Energy spectrum CT uses a single constant tube voltage that produces electrons with a single photon energy, resulting in high-resolution images and low radiation exposure. Energy spectrum CT aims to minimize artifacts and improve image quality during data acquisition, rather than using a postprocessing software algorithm; however, due to manufacturing limitations, energy spectrum CT cannot completely remove metallic artifacts caused by beam hardening, and corrections for large metallic artifacts tend to overcompensate [9, 25]. In addition, several other factors contribute to producing metallic artifacts, including the electronic hunger effect, partial volume, noise, scattering, and artifacts due to motion. Another consideration is that energy spectrum CT requires a dual-source CT scanner with a detailed scan scheme, and currently there is no consensus regarding the optimal kVp used with dual-source CT [26]. On the other hand, SEMAR is a postprocessing algorithm based on raw data and a single-energy pattern [14, 27]. In SEMAR reconstructed images, data collection is similar to that of routine scanning and metallic artifacts can be removed later in postprocessing. Therefore, the SEMAR algorithm can be applied retrospectively on routine CT scanning. Furthermore, the SEMAR algorithm can be used for axial scanning, and it is being studied for spiral scanning. Therefore, only areas within a scanning length of 16 cm can be evaluated [11, 12, 14].

This study had a few limitations. First, we found that the SEMAR algorithm could successfully improve the image quality in almost all examined patients without compromising the image quality or hiding important findings. Moreover, most patients had a definite diagnosis with CTA, and we did not have to compare its use to the DSA technique; however, we will make sure to address the diagnostic performance of the SEMAR algorithm in future studies. Second, our study was performed using one tube voltage (80 kV) and we did not examine the association between radiation dose and artifacts. Third, we did not study the influence of the implant material on the resulting artifacts and image quality. Finally, we did not compare the SEMAR algorithm with other metallic artifact reduction algorithms.

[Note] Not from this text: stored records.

PR #1158, opened 2019-04-15
Pdxddt 579 s3 monitor

Paul-Hess:


src/main/java/com/flightstats/hub/dao/aws/HubS3Client.java
```diff
@@ -108,6 +108,15 @@ void deleteObject(DeleteObjectRequest request) {
...
     }
 
+    void deleteVersion(DeleteVersionRequest request) {
+        try {
+            s3Client.deleteVersion(request);
+        } catch (SdkClientException e) {
+            countError(e, request, "deleteVersion", Arrays.asList("bucket:" + request.getBucketName(), "key:" + request.getKey()));
+            throw e;
+        }
+    }
```
manjula-chikkanagappa: Why is there a manual delete on s3 object versions? Isn't this managed thru s3 bucket lifecycle policies?

src/test/java/com/flightstats/hub/dao/aws/S3AccessMonitorTest.java
```diff
@@ -0,0 +1,75 @@
...
+        assertFalse(monitor.verifyReadWriteAccess());
+    }
+
+
+    @Test
+    public void testVerifyReadWriteAccess_mockVersionId_true() {
+        HubS3Client s3Client = mock(HubS3Client.class);
+        S3AccessMonitor monitor = new S3AccessMonitor(s3Client, s3BucketName);
+        PutObjectResult putObjectResult = new PutObjectResult();
+        putObjectResult.setVersionId("testVersionId");
```
manjula-chikkanagappa: This is repeated block of code in all tests. this can be moved to @Before junit method

src/main/java/com/flightstats/hub/app/ClusterHubBindings.java
```diff
@@ -4,8 +4,28 @@
...
+import com.flightstats.hub.dao.aws.S3BatchContentDao;
+import com.flightstats.hub.dao.aws.S3LargeContentDao;
+import com.flightstats.hub.dao.aws.S3AccessMonitor;
+import com.flightstats.hub.dao.aws.HubS3Client;
+import com.flightstats.hub.dao.aws.S3BatchManager;
+import com.flightstats.hub.dao.aws.DynamoUtils;
+import com.flightstats.hub.dao.aws.S3Verifier;
+import com.flightstats.hub.dao.aws.S3DocumentationDao;
+import com.flightstats.hub.metrics.PeriodicMetricEmitter;
+import com.flightstats.hub.metrics.PeriodicMetricEmitterLifecycle;
```
manjula-chikkanagappa: 👍

src/main/java/com/flightstats/hub/dao/aws/HubS3Client.java
Paul-Hess: It could be handled through lifecycle policy, but as far as I can tell that would use another of our limited LPs, by immediately deleting the version manually I am trying to avoid any costs of orphaned versions while leaving the LPs to be available for consumer channel TTLs

Paul-Hess:
> I made a comment on deleting version objects. After entire review, I kind of understand that you are testing s3 access. Are you writing some metrics to s3 bucket? Is there a reason for doing this?
.
Reason being any of sudden loss of connectivity to S3, permissions change, auth update, firewall or network issues, amazon outage, etc... 
Not writing the metrics to S3 bucket but to datadog/influxdb for alerts consumption in that context

src/main/java/com/flightstats/hub/app/HubMain.java
```diff
@@ -54,6 +55,7 @@
 public class HubMain {
 
     private static final DateTime startTime = new DateTime();
+    private final String hubType = HubProperties.getProperty("hub.type", "aws");
```
chriskessel: This feels like something that wants to be an enum. Which, for bonus points, an enum.valueOf() will also blow up if you pass it a value it doesn't know.

src/main/java/com/flightstats/hub/dao/aws/S3AccessMonitor.java
```diff
@@ -0,0 +1,92 @@
...
+    private final HubS3Client hubS3Client;
+    private final S3BucketName s3BucketName;
+    private final Content content;
+    private static final String CHANNEL_NAME = "S3_HEALTH_MONITOR";
+
+    @Inject
+    public S3AccessMonitor(HubS3Client hubS3Client, S3BucketName s3BucketName) {
+        this.hubS3Client = hubS3Client;
+        this.s3BucketName = s3BucketName;
+        String data = "1";
```
chriskessel: Magic number "1" could use an self-documenting constant (or rename "data" into something self-documenting).

src/main/java/com/flightstats/hub/dao/aws/S3AccessMonitor.java
```diff
@@ -0,0 +1,92 @@
...
+            });
+        } catch(Exception e) {
+            log.error("error getting object from s3", e);
+            throw e;
+        }
+    }
+
+    private void cleanup(String versionId) {
+        try {
+            DeleteObjectRequest deleteObjectRequest = new DeleteObjectRequest(s3BucketName.getS3BucketName(), key());
```
chriskessel: I'm not familiar with s3 versioning, but do you want to execute the delete both with and without the version or should this be an if/else?

Or maybe a 1-line comment before the if as to why it's in addition to, rather than instead of, the main delete.

src/main/java/com/flightstats/hub/dao/aws/HubS3Client.java
manjula-chikkanagappa: We know that Lifecycle policies offered by S3 bucket is not sufficient to cleanup stale data in S3 bucket. We do need an alternative/additional solution to accomplish this. IMO, it is not good idea to introduce another approach to cleaning up data.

Therefore, future studies are necessary to validate the results obtained here.

Conclusion

The results of this study demonstrated the effectiveness of the SEMAR reconstruction algorithm for reducing metallic artifacts generated from intracranial aneurysm clips and endovascular coils, without affecting the perfusion parameters. Consequently, this allowed better visualization of the surrounding structures and improved detection of postoperative complications.